The confidence interval of an odds ratio is an extremely useful thing to know, and I would like to refer to it in an article I am currently writing. My dataset has high enough n for a chi-square test, but the latter would only give me the test statistic and a p-value, which are harder to interpret than the confidence interval of an odds ratio. However, I cannot find any explanation of how the confidence interval is being calculated in this case, nor of what the theoretical precedent might be for calculating confidence intervals of odds ratios as part of a Fisher test (as opposed to a logistic regression).

Can anyone shed some light?

  • 1
    $\begingroup$ I think there's other posts on this here, but basically it's based on the distribution of possible permutations of the contingency tables, having the same marginal frequencies, and the resulting odds ratio of the effect, excluding the extreme symmetric 2.5% of tables on either tail of effect. $\endgroup$
    – AdamO
    May 20 '19 at 14:23
  • $\begingroup$ Thank you, @AdamO. If there are other posts on this here, could you link to them? I haven't been able to find any. (Also if you could provide a source for your answer, that would be ideal - but of course there may be sources provided by the other posts on this topic, in which case that's not necessary.) $\endgroup$ May 20 '19 at 15:29

The R help manual cites the Fisher letter to the Australian Journal of Statistics.

In it he notes, by example:

If the observations in a $2 \times 2$ table are distinctly out of proportion (and indeed in other cases also) we may wish to set limits to the true product ratio, e.g. the observed table

$$ \begin{array}{cc} 10 & 3 \\ 2 & 15 \end{array}$$

gives a crude ratio of 25. How small could the true ratio be in reasonable consistency with the data?
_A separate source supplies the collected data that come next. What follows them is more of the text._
PR #200, opened 2018-02-20
Icon component

driesd:
### Description
We need an Icon component so we can trigger a Tooltip from any Icon in ui-icons.

**Other advantages:**
* We are able to render any Icon in any color (teal, mint, ruby, aqua,...) and any tint (lightest, light, normal, ...).
* Some css could be eliminated from other components that use an icon.

### Breaking changes
None.

### DIFF
--- a/components/icon/index.js
+++ b/components/icon/index.js
@@ -1,0 +1,3 @@
+import Icon from './Icon';
+
+export default Icon;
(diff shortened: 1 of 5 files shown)


components/icon/index.js
```diff
@@ -0,0 +1,3 @@
+import Icon from './Icon';
+
+export default Icon;
```
InstaK: PP: `export default from './Icon';`

PR #201, opened 2018-02-20
Tag: add the children prop so we can show a Tooltip

driesd:
### Description
In order to be able using a Tag to trigger a Tooltip, we need to add the `children` prop in the Tag component.

### Breaking changes
**Label** has been removed. Use `children` instead.

### DIFF
--- a/components/tag/Tag.js
+++ b/components/tag/Tag.js
@@ -11,7 +11,7 @@ class Tag extends PureComponent {
     children: PropTypes.any,
     className: PropTypes.string,
     inverse: PropTypes.bool,
-    label: PropTypes.string.isRequired,
+    label: PropTypes.string,
     onLabelClick: PropTypes.func,
     onRemoveClick: PropTypes.func,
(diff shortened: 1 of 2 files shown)


components/tag/Tag.js
```diff
@@ -42,9 +43,13 @@ class Tag extends PureComponent {
         {onLabelClick ? (
           <Button className={theme['label-button']} onClick={onLabelClick} level="outline" inverse={inverse}>
             {label}
+            {children}
           </Button>
         ) : (
-          <span className={theme['label']}>{label}</span>
+          <span className={theme['label']}>
+            {label}
+            {children}
```
InstaK: Q: What if label or children now isn't provided? I'm not entirely sure what will happen then... Shouldn't there be checks now?

driesd: **A:** I removed the `label` prop and made `children` required. In this case we don't need an extra check. A console warning will be thrown.

 :ok: by @driesd on 20/02/2018 17:05:11

PR #204, opened 2018-02-21
Avatar: component & story updates

driesd:
### Description
* add the `children` prop so we can show a Tooltip
* remove `bullet` prop
* remove `counter` prop
* Storybook: add story for an Avatar with a Tooltip

### Breaking changes
* **bullet** prop has been removed. Use `children` instead.
* **counter** prop has been removed. Use `children` instead.

### DIFF
--- a/components/avatar/theme.css
+++ b/components/avatar/theme.css
@@ -17,7 +17,7 @@
   position: relative;
 }
 
-.connected {
+.children {
   position: absolute;
   z-index: 1;
 }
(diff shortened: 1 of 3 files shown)


components/avatar/theme.css
```diff
@@ -17,8 +17,7 @@
   position: relative;
 }
 
-.bullet,
-.counter {
+.connected {
```
lowiebenoot: Can you explain the name `connected`?

driesd: I called it `connected` because it's visually connected to the left upper corner of the avatar image. I can call it `.children` if you prefer :)

lowiebenoot: I guess that would be better.

PR #220, opened 2018-03-07
Remove named export in component files

driesd:
### Description
This PR removes the named export from component files.

### Breaking changes
None, if you import our components from `@teamleader/ui`.

**Note:** Please update your code if you're importing components straight from  component file (`@teamleader/ui/component/Component.js`).


InstaK:
Also, could you also explain in your descriptions *why* you are doing something? Cause I don't know why this is done now :)

PR #233, opened 2018-03-27
Fix input component not setting the passed value prop

timdegroote:
### Description
The passed value to the input component was always undefined as it was picked directly from `props` instead of `props.input`.

### DIFF
--- a/components/input/Input.js
+++ b/components/input/Input.js
@@ -83,8 +83,17 @@ export default class Input extends Component {
     this.handleDecreaseValue = ::this.handleDecreaseValue;
 
     this.state = {
-      value: props.type === 'number' ? Number(props.value) || '' : props.value || '',
+      value: this.parsePropsValue(),
     };
+  }
+
+  parsePropsValue() {
+    const { input: { value }, type } = this.props;
+    if (type === 'number') {
+      return this.toNumber(value);
+    }
+
+    return value || '';
   }
 
   componentWillUpdate(props, state) {


components/input/Input.js
```diff
@@ -83,10 +83,19 @@ export default class Input extends Component {
     this.handleDecreaseValue = ::this.handleDecreaseValue;
 
     this.state = {
-      value: props.type === 'number' ? Number(props.value) || '' : props.value || '',
+      value: this.parsePropsValue(),
     };
   }
 
+  parsePropsValue() {
+    const { input: { value }, type } = this.props;
```
InstaK: Q: Is this a way to get a deeper key? So you could also do
```js
const { input: { value: { evenDeeperKey } } = this.props;
```
?

timdegroote: @InstaK Yes indeed!

InstaK: Cool, I was looking for a way to do this yesterday or last week I remember. Is there still a way to rename them then? So If I wanted to rename `evenDeeperKey`, could I do:

timdegroote: In that case you'd have to do something like this:
`const { input: { value: { evenDeeperKey: renamedKey } }, anotherProp } = this.props;`

But this very quickly becomes unreadable :D

InstaK: Fair enough, thanks :)

 :ok: by @InstaK on 27/03/2018 16:14:57

PR #236, opened 2018-03-28
Allow patch updates for our own dependency packages

driesd:
### Description
In this PR we've added `^` to the required version of our own dependency packages. This will cause less releases of UI when releasing one of its dependencies.

### Breaking changes
* None


nickwaelkens:
Going to merge this one by myself, seems OK 👍

PR #237, opened 2018-03-28
Check the existence of the input prop before using its value

timdegroote:
### Description
The change from yesterday broke the input component when used outside of a `redux-form` context. Now we only use `props.input.value` when the `input` prop actually exists.

### DIFF
--- a/components/input/FieldInputPropTypes.js
+++ b/components/input/FieldInputPropTypes.js
@@ -1,0 +1,14 @@
+import PropTypes from 'prop-types';
+
+const FieldInputPropTypes = PropTypes.shape({
+  checked: PropTypes.bool,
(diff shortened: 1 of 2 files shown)


timdegroote:
Ideally these components shouldn't be aware of which form library we're using though.

nickwaelkens:
I know; any idea how we could tackle this issue? A HoC that creates the correct props?

timdegroote:
I agree a HOC is worth looking into, perhaps something we could do during the guild week? :)

nickwaelkens:
If it's annoying us right now, feel free to do it during a "regular" week, really. Or add it to https://github.com/teamleadercrm/guild-frontend/issues/28 👍

PR #238, opened 2018-04-10
[Discussion/suggestions] A possible solution for the portal context issue

lowiebenoot:
In `core` we render components in iframes via `React.createPortal`. Due to this, the components are actually running in a wrong JS context. Their context is the "main" frame, instead of the iframe.

Due to this, the `Tooltip` component for example (probably all components that also use `createPortal`), will render in the wrong place, because it's rendering in the main frame, instead of in the iframe.

I created a quick fix, that solves this problem. I could make a cleaner solution (I guess) with a `PortalWrapper` component or HOC or something like that, but wanted to get some feedback first. Maybe there's a better solution? Maybe the UI package shouldn't care and core should create their own solution (if even possible)?

Also, [Node.ownerDocument](https://developer.mozilla.org/en-US/docs/Web/API/Node/ownerDocument) doesn't work in IE11, but it seems to work, probably because it's polyfilled. 

An example of the tooltip rendering in the wrong position:

screen shot 2018-04-10 at 10 56 42

### DIFF
--- a/components/tooltip/Tooltip.js
+++ b/components/tooltip/Tooltip.js
@@ -62,9 +62,13 @@ const tooltipFactory = () => {
           active: false,
           position: this.props.tooltipPosition,
         };
+      }
 
-        this.tooltipRoot = document.createElement('div');
+      componentDidMount() {
+        this.elementDocument = this.node.ownerDocument;
+        this.tooltipRoot = this.elementDocument.createElement('div');
         this.tooltipRoot.id = 'tooltip-root';
+        this.forceUpdate();
       }
 
       getPosition(element) {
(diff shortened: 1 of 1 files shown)


duivvv:
sounds good, just not 100% confident on `but it seems to work, probably because it's polyfilled` 😃

lowiebenoot:
Yes, core is polyfilled. Wondering if that is good enough, because this means that "consumers" of our UI package, should make sure they polyfill it themselves.

duivvv:
screen shot 2018-04-10 at 14 47 44

ah.

Edge > 12
IE > 6

lowiebenoot:
Ah lol, what a fail 😂 

@nickwaelkens the first render is actually a "fake render" just to create a ref, so I can find out what the actual (owner)document is. Once I have found the document, I force a re-render. 
I could also just put the document (called `elementDocument` here) in the state (which will trigger a re-render), but I didn't really think this belonged in the state.

nickwaelkens:
Fair enough, thanks for clarifying! 👍 
Then this approach seems good, but like you proposed - it belongs in a HoC :)

PR #4407, opened 2025-01-09
WPB-15030 Delete deprecated and unqualified endpoints from V8

battermann:
## Checklist

### DIFF
--- a/libs/wire-api/src/Wire/API/Routes/Public/Spar.hs
+++ b/libs/wire-api/src/Wire/API/Routes/Public/Spar.hs
@@ -1,5 +1,3 @@
-{-# OPTIONS_GHC -Wno-orphans #-}
-
 -- This file is part of the Wire Server implementation.
 --
 -- Copyright (C) 2022 Wire Swiss GmbH <opensource@wire.com>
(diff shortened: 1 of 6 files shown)


libs/wire-api/src/Wire/API/Routes/Public/Spar.hs
```diff
@@ -164,6 +167,10 @@ sparResponseURI Nothing =
 sparResponseURI (Just tid) =
   SAML.getSsoURI' (Proxy @APISSO) (Proxy @APIAuthResp) tid
 
+instance HasLink (Until 'V8 :> api) where
```
battermann, line 170: Not so sure about this. We need this instance because of `getSsoURI` (https://hoogle.zinfra.io/file/nix/store/kjcia6s20r3lw0nvl1h68mba1d8m0nwy-saml2-web-sso-0.20-doc/share/doc/saml2-web-sso-0.20/html/SAML2-WebSSO-SP.html#v:getSsoURI). But I don't know yet if this works. In any case, it should probably go into the Version module.

battermann: @fisx can we check this together?

PR #4408, opened 2025-01-09
charts{redis-cluster,rabbitmq}: Use OCI registry for upstream charts

akshaymankar:
As recommended here: https://github.com/bitnami/charts/issues/30110

The http repository started failing recently, upstream maintainers suggest that the OCI repository is the official repository and should be used.

## Checklist


battermann (approved):

akshaymankar:
This doesn't work because our charts are too old and they're not pushed to the OCI repos.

If the expectation in the four classes were

$$ \begin{array}{cc} 10-x & 3+x \\ 2+x & 15-x \end{array}$$

the true ratio would be $(10-x)(15-x)/(3+x)(2+x)$m and $\chi^2$ for the observations would be:

$$\chi^2 = x^2 \left( \frac{1}{10-x} + \frac{1}{3+x} + \frac{1}{2+x} + \frac{1}{15-x} \right)$$

so if $x$ were 3.0, $$\chi^2 = 3^2 (0.59286) = 5.3357$$ with one degree of freedom.

The exact probability of such a small sample of 30 giving 10 or more in the first quadrant is the partial sum of a hypergeometric series, and not easy to calculate for if $\xi$ stand for the theoretical product ratio, the frequencies of 0 to 12 in the quadrant will be proportional to the terms:

$$ 1, \frac{13 \times 12}{1\times 6}\xi, \frac{13\times 12 \times 12 \times 11}{1 \times 2 \times 6 \times 7}\xi^2, \ldots, \frac{13!12!5!}{(13-r)!(12-r)!(5+r)!}\xi^i,\ldots$$

It would not be too difficult, as in the exact test for disproportionality, to calcuate the last three terms for any chosen value of $\xi$, but for the ratio of these to the whole we would require the sum of the entire series or $$F(-13, -12, 6, \xi)$$ which would be best obtained by calculating all the terms and summing them, a process too lengthy to be recommended.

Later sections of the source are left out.